Son corpus comprend entre autres des installations et des œuvres comme : 12 + 1 = de 1976, Où je suis (Musée des beaux-arts de Montréal, 1980), 12 + 1 = (4) + 9 = (Musée d’art moderne, Biennale de Paris, 1980), CapT (CIAC, Montréal, 1985), Elementa Musicae (Musée d’art contemporain de Montréal, 1987), Re : Henri Rousseau, le tourne-disque et la recréation du monde (Galerie Chantal Boulanger, Montréal, 1987), Piano pour Samuel Beckett de 1989En attendant Beckett de 1995, Claude Debussy regarde l’Amérique de 1990, Poème de l’air (d’après Marina Tsvétaeva) de 1998 et bien d’autres encore.

Alors, décerner le prix Ozias-Leduc 2010 de la Fondation Émile-Nelligan, un prix de création en arts visuels à Raymond Gervais est un acte légitime envers cet artiste qui représente au Québec un autre pôle, un autre parcours historique, hors du pictural et du sculptural, de la « matière ». Ce prix vient poursuivre le travail de reconnaissance et confirme, tant aux yeux de ses pairs qu’à ceux de l’ensemble de la communauté artistique, l’influence de cet artiste dans le développement d’une pratique proche de l’avant-garde, plus expérimentale, et qui s’inscrit parfaitement dans les courants que l’on retrouve ailleurs dans le monde.

En mon nom et celui des membres du jury, je tiens à vous exprimer une fois de plus mes plus respectueux hommages et profonds remerciements pour votre contribution artistique à l’histoire de l’art contemporain au Québec et à son rayonnement.

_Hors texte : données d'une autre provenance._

PR #124, opened 2022-04-12
Remove DEVELOPING.md references

sebrandon1:
Removing the DEVELOPING.md and references to it.

Originally I was editing the markdown in #117 but we decided to just remove it.


schemas/generic-test.schema.json
```diff
@@ -5,7 +5,7 @@
   "definitions": {
```
greyerof, line 5: Can't we remove this file as well? I don't think it's actually being used in the new arch.

sebrandon1: Yes I'll remove.

sebrandon1: Done.

edcdavid (approved):

PR #125, opened 2022-04-13
Add code to download all certified containers/operators

hamadise:


cmd/tnf/fetch/fetch.go
```diff
@@ -0,0 +1,334 @@
...
+	"time"
+
+	log "github.com/sirupsen/logrus"
+	"github.com/spf13/cobra"
+	"github.com/test-network-function/cnf-certification-test/internal/registry"
+	"gopkg.in/yaml.v2"
+)
+
+var (
+	filterCsi              = "&filter=csv_description=iregex=CSI;organization==certified-operators"
```
edcdavid, line 18: We should not filter based on CSI:
"&filter=csv_description=iregex=CSI;organization==certified-operators" => "&filter=organization==certified-operators"
CSI is only one type of operator (for storage)

sebrandon1:
@hamadise Might I suggest we create a separate repo for these DB files that we could keep separate until our build process and bring them in? Since we'll be developing in this repo we probably don't want/need to download these db files every time we clone?

cmd/tnf/fetch/fetch.go
```diff
@@ -0,0 +1,334 @@
...
+	defer resp.Body.Close()
+	body, err := io.ReadAll(resp.Body)
+
+	if err != nil {
+		log.Error("Error reading body ", err)
+	}
+	return body
+}
+
+func getCertifiedNumbers() CertifiedCatalog {
```
edcdavid, line 105: Rename to getCertifiedCatalogOnDisk

internal/registry/operator.go
```diff
@@ -0,0 +1,120 @@
...
+}
+
+// isOperatorCertified check the presence of operator name in certified operators db
+// the operator name is the csv
+// ocpVersion is Major.Minor OCP version
+func IsOperatorCertified(operatorName, ocpVersion string) bool {
+	name, operatorVersion := extractNameVersionFromName(operatorName)
+	data := OperatorOcpVersionMatch{ocpVersion: ocpVersion, operatorVersion: operatorVersion}
+	if v, ok := operatordb[name]; ok {
+		if ocpVersion == "" {
```
edcdavid, line 107: if ocpVersion=="", this is the non-ocp cluster case, but we still need to check the operator version

hamadise:
> @hamadise Might I suggest we create a separate repo for these DB files that we could keep separate until our build process and bring them in? Since we'll be developing in this repo we probably don't want/need to download these db files every time we clone?
> 
> We could call it something like `test-network-function/offline-dbs`.

you'll have to clone that repo anyway. Right ? those files will not change frequently. so I guess, it's not an issue. @edcdavid WHAT DO YOU THINK ?

edcdavid:
> > @hamadise Might I suggest we create a separate repo for these DB files that we could keep separate until our build process and bring them in? Since we'll be developing in this repo we probably don't want/need to download these db files every time we clone?
> > We could call it something like `test-network-function/offline-dbs`.
> 
> you'll have to clone that repo anyway. Right ? those files will not change frequently. so I guess, it's not an issue. @edcdavid WHAT DO YOU THINK ?

Since we have 4.0 coming soon, I would rather release like this and improve it in the future.

edcdavid (approved):

.github/workflows/update-certification.yml
```diff
@@ -0,0 +1,42 @@
...
+      - name: Disable default go problem matcher
+        run: echo "::remove-matcher owner=go::"
+
+      - name: Check out code into the Go module directory
+        uses: actions/checkout@v2
+        with:
+          ref: ${{ github.sha }}
+
+      - name: Install ginkgo
+        run: go install github.com/onsi/ginkgo/v2/ginkgo@v2.1.3
```
sebrandon1, line 29: #160 already manually bumped this to 2.1.4.  We can either get in a subsequent PR or fix now no big deal.

sebrandon1 (approved):

cmd/tnf/fetch/fetch.go
```diff
@@ -0,0 +1,334 @@
...
+	"time"
+
+	log "github.com/sirupsen/logrus"
+	"github.com/spf13/cobra"
+	"github.com/test-network-function/cnf-certification-test/internal/registry"
+	"gopkg.in/yaml.v2"
+)
+
+var (
+	filterCsi              = "&filter=organization==certified-operators"
```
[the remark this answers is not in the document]
hamadise: fixed

.github/workflows/update-certification.yml
hamadise: fixed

En tant qu’artiste majeure votre pratique a une résonance étonnamment actuelle dans le monde des arts visuels où la matière sonore est devenue omniprésente en tant qu’élément essentiel des productions des jeunes créateurs. Votre rôle de participant actif à la vie artistique et votre influence sur le travail de plusieurs générations d’artistes sont également à souligner ici et à célébrer.

Encore une fois merci, et félicitations pour cette démarche présentant une cohérence formelle qui est à la fois poétique et d’une rare sensibilité et qui opère toujours à la limite de la musique et des arts visuels qui sont au centre de toute votre œuvre et lui confèrent toute sa singularité. Au contraire, et plus que jamais, cette œuvre se révèle à nous et nous rapproche de notre réalité présente.